▶ [Directions]: Output the data below exactly. Leave nothing out.

▶ [Entries taken from a collection]:
PR #371, opened 2025-05-28
Setup phases reorder

andreiblt1304:
Since the header-verifier will have a locking and removing logic for operation hashes and that these operations can only be called by the smart contracts inside the Sovereign Chain a new mapper and checks were introduced. 

Because the array of contract ID and Address has to be inside the header-verifier's storage, this contract will now be deployed last inside the sovereign-forge. 

The new order of deployment will look like this:
* Phase one: chain-config
* Phase two: either mvx-esdt-safe ori enshrine-esdt-safe
* Phase three: fee-market
* Phase four: header-verifier

### DIFF
--- a/sovereign-forge/tests/sovereign_forge_blackbox_tests.rs
+++ b/sovereign-forge/tests/sovereign_forge_blackbox_tests.rs
@@ -335,13 +335,22 @@ fn test_update_esdt_safe_config() {
 fn test_set_fee() {
     let mut state = SovereignForgeTestState::new();
     state.common_setup.deploy_sovereign_forge();
-    state.common_setup.deploy_chain_factory();
+
     state
         .common_setup
         .deploy_chain_config(OptionalValue::None, None);
+
+    state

▶ [Result of the task]:
PR #371, opened 2025-05-28
Setup phases reorder

andreiblt1304:
Since the header-verifier will have a locking and removing logic for operation hashes and that these operations can only be called by the smart contracts inside the Sovereign Chain a new mapper and checks were introduced. 

Because the array of contract ID and Address has to be inside the header-verifier's storage, this contract will now be deployed last inside the sovereign-forge. 

The new order of deployment will look like this:
* Phase one: chain-config
* Phase two: either mvx-esdt-safe ori enshrine-esdt-safe
* Phase three: fee-market
* Phase four: header-verifier

### DIFF
--- a/sovereign-forge/tests/sovereign_forge_blackbox_tests.rs
+++ b/sovereign-forge/tests/sovereign_forge_blackbox_tests.rs
@@ -335,13 +335,22 @@ fn test_update_esdt_safe_config() {
 fn test_set_fee() {
     let mut state = SovereignForgeTestState::new();
     state.common_setup.deploy_sovereign_forge();
-    state.common_setup.deploy_chain_factory();
+
     state
         .common_setup
         .deploy_chain_config(OptionalValue::None, None);
+
+    state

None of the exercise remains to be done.